Output the entire listing that follows verbatim.

□ □ □

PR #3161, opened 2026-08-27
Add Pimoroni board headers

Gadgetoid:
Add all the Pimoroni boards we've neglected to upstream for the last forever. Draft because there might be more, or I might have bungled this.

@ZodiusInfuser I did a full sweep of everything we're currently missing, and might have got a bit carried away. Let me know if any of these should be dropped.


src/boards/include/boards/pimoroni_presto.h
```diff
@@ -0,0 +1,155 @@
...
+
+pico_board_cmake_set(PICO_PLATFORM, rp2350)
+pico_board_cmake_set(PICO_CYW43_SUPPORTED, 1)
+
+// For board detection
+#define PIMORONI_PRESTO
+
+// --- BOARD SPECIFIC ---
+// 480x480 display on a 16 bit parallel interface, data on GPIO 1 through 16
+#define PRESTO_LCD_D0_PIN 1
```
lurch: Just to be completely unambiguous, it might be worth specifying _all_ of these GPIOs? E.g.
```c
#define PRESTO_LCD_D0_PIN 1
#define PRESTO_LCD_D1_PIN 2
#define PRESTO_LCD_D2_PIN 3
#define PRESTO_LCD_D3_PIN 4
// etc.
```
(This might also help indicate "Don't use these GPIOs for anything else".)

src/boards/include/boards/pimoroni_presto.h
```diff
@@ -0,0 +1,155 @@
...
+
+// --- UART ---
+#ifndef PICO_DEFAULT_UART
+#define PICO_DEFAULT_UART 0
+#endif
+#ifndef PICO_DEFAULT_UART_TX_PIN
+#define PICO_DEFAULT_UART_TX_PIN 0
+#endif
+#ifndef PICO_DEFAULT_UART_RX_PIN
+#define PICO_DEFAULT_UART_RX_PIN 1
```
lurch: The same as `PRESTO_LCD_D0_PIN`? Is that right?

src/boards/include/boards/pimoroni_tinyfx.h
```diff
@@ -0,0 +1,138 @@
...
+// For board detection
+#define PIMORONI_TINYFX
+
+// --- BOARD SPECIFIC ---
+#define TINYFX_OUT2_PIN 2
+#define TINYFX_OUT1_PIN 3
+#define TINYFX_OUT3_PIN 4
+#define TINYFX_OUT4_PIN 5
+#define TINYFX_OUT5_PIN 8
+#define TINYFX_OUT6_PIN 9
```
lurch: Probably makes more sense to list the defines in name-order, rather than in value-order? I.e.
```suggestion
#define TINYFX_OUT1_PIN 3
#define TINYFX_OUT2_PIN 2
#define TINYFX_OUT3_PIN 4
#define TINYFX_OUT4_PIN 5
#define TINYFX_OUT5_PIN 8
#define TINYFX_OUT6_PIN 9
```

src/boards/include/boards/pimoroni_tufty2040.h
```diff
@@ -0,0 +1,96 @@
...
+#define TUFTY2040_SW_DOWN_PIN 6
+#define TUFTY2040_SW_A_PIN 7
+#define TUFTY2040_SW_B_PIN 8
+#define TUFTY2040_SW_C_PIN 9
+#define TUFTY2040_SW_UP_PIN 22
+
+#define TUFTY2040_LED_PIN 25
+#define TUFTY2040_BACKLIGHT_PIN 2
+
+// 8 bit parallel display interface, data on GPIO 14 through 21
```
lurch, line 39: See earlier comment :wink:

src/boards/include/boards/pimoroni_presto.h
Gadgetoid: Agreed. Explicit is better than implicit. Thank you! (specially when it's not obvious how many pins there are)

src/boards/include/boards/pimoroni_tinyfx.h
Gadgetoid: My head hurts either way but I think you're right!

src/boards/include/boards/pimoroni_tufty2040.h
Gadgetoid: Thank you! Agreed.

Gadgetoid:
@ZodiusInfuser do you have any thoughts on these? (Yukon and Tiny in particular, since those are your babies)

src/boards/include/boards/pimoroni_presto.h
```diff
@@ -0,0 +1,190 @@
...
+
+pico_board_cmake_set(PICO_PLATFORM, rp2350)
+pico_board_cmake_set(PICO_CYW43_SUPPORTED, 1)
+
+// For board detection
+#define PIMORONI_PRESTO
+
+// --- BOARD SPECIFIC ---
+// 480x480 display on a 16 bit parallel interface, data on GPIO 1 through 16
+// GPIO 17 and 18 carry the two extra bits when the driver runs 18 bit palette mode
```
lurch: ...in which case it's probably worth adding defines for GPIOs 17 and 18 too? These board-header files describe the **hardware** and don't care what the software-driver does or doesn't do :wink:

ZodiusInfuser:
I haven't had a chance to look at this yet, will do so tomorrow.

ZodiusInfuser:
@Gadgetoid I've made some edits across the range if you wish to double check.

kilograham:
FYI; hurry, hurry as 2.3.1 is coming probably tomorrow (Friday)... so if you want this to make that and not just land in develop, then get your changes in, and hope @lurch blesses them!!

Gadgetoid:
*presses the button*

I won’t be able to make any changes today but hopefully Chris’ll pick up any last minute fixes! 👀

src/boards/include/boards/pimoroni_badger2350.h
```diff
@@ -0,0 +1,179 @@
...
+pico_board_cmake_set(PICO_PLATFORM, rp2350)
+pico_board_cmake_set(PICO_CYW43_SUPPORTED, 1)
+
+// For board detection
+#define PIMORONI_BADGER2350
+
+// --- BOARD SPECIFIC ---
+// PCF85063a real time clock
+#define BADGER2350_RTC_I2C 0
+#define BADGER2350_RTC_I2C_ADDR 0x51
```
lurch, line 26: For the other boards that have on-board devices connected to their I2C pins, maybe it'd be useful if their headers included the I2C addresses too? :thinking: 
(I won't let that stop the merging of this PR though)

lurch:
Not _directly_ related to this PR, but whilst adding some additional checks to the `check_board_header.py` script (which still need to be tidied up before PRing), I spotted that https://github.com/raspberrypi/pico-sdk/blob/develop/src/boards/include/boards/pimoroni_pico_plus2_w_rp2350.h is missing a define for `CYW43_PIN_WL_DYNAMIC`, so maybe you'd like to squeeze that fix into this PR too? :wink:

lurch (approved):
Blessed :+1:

□ □ □

▸ Result
PR #3161, opened 2026-08-27
Add Pimoroni board headers

Gadgetoid:
Add all the Pimoroni boards we've neglected to upstream for the last forever. Draft because there might be more, or I might have bungled this.

@ZodiusInfuser I did a full sweep of everything we're currently missing, and might have got a bit carried away. Let me know if any of these should be dropped.


src/boards/include/boards/pimoroni_presto.h
```diff
@@ -0,0 +1,155 @@
...
+
+pico_board_cmake_set(PICO_PLATFORM, rp2350)
+pico_board_cmake_set(PICO_CYW43_SUPPORTED, 1)
+
+// For board detection
+#define PIMORONI_PRESTO
+
+// --- BOARD SPECIFIC ---
+// 480x480 display on a 16 bit parallel interface, data on GPIO 1 through 16
+#define PRESTO_LCD_D0_PIN 1
```
lurch: Just to be completely unambiguous, it might be worth specifying _all_ of these GPIOs? E.g.
```c
#define PRESTO_LCD_D0_PIN 1
#define PRESTO_LCD_D1_PIN 2
#define PRESTO_LCD_D2_PIN 3
#define PRESTO_LCD_D3_PIN 4
// etc.
```
(This might also help indicate "Don't use these GPIOs for anything else".)

src/boards/include/boards/pimoroni_presto.h
```diff
@@ -0,0 +1,155 @@
...
+
+// --- UART ---
+#ifndef PICO_DEFAULT_UART
+#define PICO_DEFAULT_UART 0
+#endif
+#ifndef PICO_DEFAULT_UART_TX_PIN
+#define PICO_DEFAULT_UART_TX_PIN 0
+#endif
+#ifndef PICO_DEFAULT_UART_RX_PIN
+#define PICO_DEFAULT_UART_RX_PIN 1
```
lurch: The same as `PRESTO_LCD_D0_PIN`? Is that right?

src/boards/include/boards/pimoroni_tinyfx.h
```diff
@@ -0,0 +1,138 @@
...
+// For board detection
+#define PIMORONI_TINYFX
+
+// --- BOARD SPECIFIC ---
+#define TINYFX_OUT2_PIN 2
+#define TINYFX_OUT1_PIN 3
+#define TINYFX_OUT3_PIN 4
+#define TINYFX_OUT4_PIN 5
+#define TINYFX_OUT5_PIN 8
+#define TINYFX_OUT6_PIN 9
```
lurch: Probably makes more sense to list the defines in name-order, rather than in value-order? I.e.
```suggestion
#define TINYFX_OUT1_PIN 3
#define TINYFX_OUT2_PIN 2
#define TINYFX_OUT3_PIN 4
#define TINYFX_OUT4_PIN 5
#define TINYFX_OUT5_PIN 8
#define TINYFX_OUT6_PIN 9
```

src/boards/include/boards/pimoroni_tufty2040.h
```diff
@@ -0,0 +1,96 @@
...
+#define TUFTY2040_SW_DOWN_PIN 6
+#define TUFTY2040_SW_A_PIN 7
+#define TUFTY2040_SW_B_PIN 8
+#define TUFTY2040_SW_C_PIN 9
+#define TUFTY2040_SW_UP_PIN 22
+
+#define TUFTY2040_LED_PIN 25
+#define TUFTY2040_BACKLIGHT_PIN 2
+
+// 8 bit parallel display interface, data on GPIO 14 through 21
```
lurch, line 39: See earlier comment :wink:

src/boards/include/boards/pimoroni_presto.h
Gadgetoid: Agreed. Explicit is better than implicit. Thank you! (specially when it's not obvious how many pins there are)

src/boards/include/boards/pimoroni_tinyfx.h
Gadgetoid: My head hurts either way but I think you're right!

src/boards/include/boards/pimoroni_tufty2040.h
Gadgetoid: Thank you! Agreed.

Gadgetoid:
@ZodiusInfuser do you have any thoughts on these? (Yukon and Tiny in particular, since those are your babies)

src/boards/include/boards/pimoroni_presto.h
```diff
@@ -0,0 +1,190 @@
...
+
+pico_board_cmake_set(PICO_PLATFORM, rp2350)
+pico_board_cmake_set(PICO_CYW43_SUPPORTED, 1)
+
+// For board detection
+#define PIMORONI_PRESTO
+
+// --- BOARD SPECIFIC ---
+// 480x480 display on a 16 bit parallel interface, data on GPIO 1 through 16
+// GPIO 17 and 18 carry the two extra bits when the driver runs 18 bit palette mode
```
lurch: ...in which case it's probably worth adding defines for GPIOs 17 and 18 too? These board-header files describe the **hardware** and don't care what the software-driver does or doesn't do :wink:

ZodiusInfuser:
I haven't had a chance to look at this yet, will do so tomorrow.

ZodiusInfuser:
@Gadgetoid I've made some edits across the range if you wish to double check.

kilograham:
FYI; hurry, hurry as 2.3.1 is coming probably tomorrow (Friday)... so if you want this to make that and not just land in develop, then get your changes in, and hope @lurch blesses them!!

Gadgetoid:
*presses the button*

I won’t be able to make any changes today but hopefully Chris’ll pick up any last minute fixes! 👀

src/boards/include/boards/pimoroni_badger2350.h
```diff
@@ -0,0 +1,179 @@
...
+pico_board_cmake_set(PICO_PLATFORM, rp2350)
+pico_board_cmake_set(PICO_CYW43_SUPPORTED, 1)
+
+// For board detection
+#define PIMORONI_BADGER2350
+
+// --- BOARD SPECIFIC ---
+// PCF85063a real time clock
+#define BADGER2350_RTC_I2C 0
+#define BADGER2350_RTC_I2C_ADDR 0x51
```
lurch, line 26: For the other boards that have on-board devices connected to their I2C pins, maybe it'd be useful if their headers included the I2C addresses too? :thinking: 
(I won't let that stop the merging of this PR though)

lurch:
Not _directly_ related to this PR, but whilst adding some additional checks to the `check_board_header.py` script (which still need to be tidied up before PRing), I spotted that https://github.com/raspberrypi/pico-sdk/blob/develop/src/boards/include/boards/pimoroni_pico_plus2_w_rp2350.h is missing a define for `CYW43_PIN_WL_DYNAMIC`, so maybe you'd like to squeeze that fix into this PR too? :wink:

lurch (approved):
Blessed :+1:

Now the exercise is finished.